**Your task:** Within the entries below, find the portion that opens with the line containing "PR #3993, opened 2023-05-27" and closes with the line containing "- all types if installation- is it true?". Retype that portion exactly and only.

**Supplied entries:**
========================
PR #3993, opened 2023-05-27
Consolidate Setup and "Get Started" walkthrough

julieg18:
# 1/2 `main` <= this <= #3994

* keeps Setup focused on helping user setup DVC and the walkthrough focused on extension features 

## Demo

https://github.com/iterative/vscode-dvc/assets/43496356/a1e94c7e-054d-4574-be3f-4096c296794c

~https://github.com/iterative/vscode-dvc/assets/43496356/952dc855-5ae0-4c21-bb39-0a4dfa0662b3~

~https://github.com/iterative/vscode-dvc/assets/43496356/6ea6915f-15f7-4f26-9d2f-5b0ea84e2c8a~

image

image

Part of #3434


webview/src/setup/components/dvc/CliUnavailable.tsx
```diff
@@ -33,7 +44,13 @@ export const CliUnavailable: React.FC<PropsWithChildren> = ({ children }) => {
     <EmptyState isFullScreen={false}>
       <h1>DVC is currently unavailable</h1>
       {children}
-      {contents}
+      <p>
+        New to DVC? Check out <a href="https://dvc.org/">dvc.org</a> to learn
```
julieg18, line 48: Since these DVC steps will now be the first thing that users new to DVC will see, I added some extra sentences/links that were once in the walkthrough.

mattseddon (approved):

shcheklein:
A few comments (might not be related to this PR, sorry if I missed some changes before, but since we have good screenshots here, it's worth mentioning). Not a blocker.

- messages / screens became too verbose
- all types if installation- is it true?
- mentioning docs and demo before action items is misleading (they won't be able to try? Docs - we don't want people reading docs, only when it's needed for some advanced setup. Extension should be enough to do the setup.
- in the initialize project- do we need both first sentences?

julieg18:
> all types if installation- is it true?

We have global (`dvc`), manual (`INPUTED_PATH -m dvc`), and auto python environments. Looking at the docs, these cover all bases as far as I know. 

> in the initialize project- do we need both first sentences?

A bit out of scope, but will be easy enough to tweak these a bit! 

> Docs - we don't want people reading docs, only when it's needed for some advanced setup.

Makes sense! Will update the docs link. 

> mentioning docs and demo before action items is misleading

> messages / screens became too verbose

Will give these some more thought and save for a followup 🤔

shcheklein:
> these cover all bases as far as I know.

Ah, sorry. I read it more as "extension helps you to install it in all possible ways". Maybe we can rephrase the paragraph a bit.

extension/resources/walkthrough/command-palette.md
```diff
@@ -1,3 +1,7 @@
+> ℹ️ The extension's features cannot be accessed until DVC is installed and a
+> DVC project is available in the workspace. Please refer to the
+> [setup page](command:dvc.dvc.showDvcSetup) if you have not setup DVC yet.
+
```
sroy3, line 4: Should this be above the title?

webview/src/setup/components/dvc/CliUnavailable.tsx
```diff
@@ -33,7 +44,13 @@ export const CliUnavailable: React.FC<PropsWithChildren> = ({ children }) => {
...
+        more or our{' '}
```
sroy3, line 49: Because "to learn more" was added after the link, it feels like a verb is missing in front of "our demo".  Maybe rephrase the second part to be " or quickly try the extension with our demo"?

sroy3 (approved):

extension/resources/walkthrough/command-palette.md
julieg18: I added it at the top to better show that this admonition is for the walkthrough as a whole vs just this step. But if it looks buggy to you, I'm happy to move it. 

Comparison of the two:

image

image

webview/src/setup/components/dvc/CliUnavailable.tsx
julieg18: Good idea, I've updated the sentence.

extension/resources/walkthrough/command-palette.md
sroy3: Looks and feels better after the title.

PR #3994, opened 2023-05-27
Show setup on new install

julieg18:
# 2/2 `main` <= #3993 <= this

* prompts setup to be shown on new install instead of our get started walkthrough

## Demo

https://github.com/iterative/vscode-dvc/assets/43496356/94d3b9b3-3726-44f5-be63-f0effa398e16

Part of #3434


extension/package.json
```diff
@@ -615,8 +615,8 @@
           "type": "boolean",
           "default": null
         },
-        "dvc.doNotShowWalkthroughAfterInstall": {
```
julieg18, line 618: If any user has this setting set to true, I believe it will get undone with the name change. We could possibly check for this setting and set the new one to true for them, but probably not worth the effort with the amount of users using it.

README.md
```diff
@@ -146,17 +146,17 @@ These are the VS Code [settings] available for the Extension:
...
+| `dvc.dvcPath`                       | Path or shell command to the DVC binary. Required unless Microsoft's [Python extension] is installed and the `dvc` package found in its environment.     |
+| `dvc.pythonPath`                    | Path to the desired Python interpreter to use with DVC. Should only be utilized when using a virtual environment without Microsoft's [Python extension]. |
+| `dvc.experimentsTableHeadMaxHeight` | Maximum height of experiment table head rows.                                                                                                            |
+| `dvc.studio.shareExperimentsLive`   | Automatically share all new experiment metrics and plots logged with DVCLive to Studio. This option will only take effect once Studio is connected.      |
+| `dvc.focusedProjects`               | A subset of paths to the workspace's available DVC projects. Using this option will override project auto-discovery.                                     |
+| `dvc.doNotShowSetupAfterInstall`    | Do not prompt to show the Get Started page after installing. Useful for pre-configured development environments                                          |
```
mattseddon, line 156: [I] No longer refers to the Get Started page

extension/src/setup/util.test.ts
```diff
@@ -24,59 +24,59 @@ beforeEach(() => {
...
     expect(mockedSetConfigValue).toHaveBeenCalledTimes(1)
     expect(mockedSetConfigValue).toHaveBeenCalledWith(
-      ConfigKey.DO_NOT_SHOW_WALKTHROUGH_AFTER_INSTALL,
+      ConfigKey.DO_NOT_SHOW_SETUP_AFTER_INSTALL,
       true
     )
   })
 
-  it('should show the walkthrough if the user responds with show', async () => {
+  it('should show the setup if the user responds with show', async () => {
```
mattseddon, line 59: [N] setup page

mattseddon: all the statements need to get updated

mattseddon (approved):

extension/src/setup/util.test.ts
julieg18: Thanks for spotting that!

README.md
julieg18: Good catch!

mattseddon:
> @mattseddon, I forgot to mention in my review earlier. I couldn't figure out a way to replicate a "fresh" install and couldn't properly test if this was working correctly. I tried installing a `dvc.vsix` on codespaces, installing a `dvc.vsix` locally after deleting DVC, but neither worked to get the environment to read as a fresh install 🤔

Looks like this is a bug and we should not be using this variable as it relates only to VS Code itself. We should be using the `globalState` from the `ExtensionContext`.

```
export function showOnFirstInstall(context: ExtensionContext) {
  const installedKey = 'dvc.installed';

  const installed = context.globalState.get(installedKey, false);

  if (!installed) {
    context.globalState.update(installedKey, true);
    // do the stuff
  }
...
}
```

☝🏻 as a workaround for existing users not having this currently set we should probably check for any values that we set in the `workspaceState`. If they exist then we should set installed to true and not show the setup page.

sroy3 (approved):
========================
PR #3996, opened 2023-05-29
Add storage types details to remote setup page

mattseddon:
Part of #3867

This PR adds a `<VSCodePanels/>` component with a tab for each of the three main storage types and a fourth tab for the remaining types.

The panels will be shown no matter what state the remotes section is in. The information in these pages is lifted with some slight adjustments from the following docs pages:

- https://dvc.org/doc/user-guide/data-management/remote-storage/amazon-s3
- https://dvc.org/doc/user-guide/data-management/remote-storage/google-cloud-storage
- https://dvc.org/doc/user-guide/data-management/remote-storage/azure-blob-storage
========================
**Completed exercise:**
PR #3993, opened 2023-05-27
Consolidate Setup and "Get Started" walkthrough

julieg18:
# 1/2 `main` <= this <= #3994

* keeps Setup focused on helping user setup DVC and the walkthrough focused on extension features 

## Demo

https://github.com/iterative/vscode-dvc/assets/43496356/a1e94c7e-054d-4574-be3f-4096c296794c

~https://github.com/iterative/vscode-dvc/assets/43496356/952dc855-5ae0-4c21-bb39-0a4dfa0662b3~

~https://github.com/iterative/vscode-dvc/assets/43496356/6ea6915f-15f7-4f26-9d2f-5b0ea84e2c8a~

image

image

Part of #3434


webview/src/setup/components/dvc/CliUnavailable.tsx
```diff
@@ -33,7 +44,13 @@ export const CliUnavailable: React.FC<PropsWithChildren> = ({ children }) => {
     <EmptyState isFullScreen={false}>
       <h1>DVC is currently unavailable</h1>
       {children}
-      {contents}
+      <p>
+        New to DVC? Check out <a href="https://dvc.org/">dvc.org</a> to learn
```
julieg18, line 48: Since these DVC steps will now be the first thing that users new to DVC will see, I added some extra sentences/links that were once in the walkthrough.

mattseddon (approved):

shcheklein:
A few comments (might not be related to this PR, sorry if I missed some changes before, but since we have good screenshots here, it's worth mentioning). Not a blocker.

- messages / screens became too verbose
- all types if installation- is it true?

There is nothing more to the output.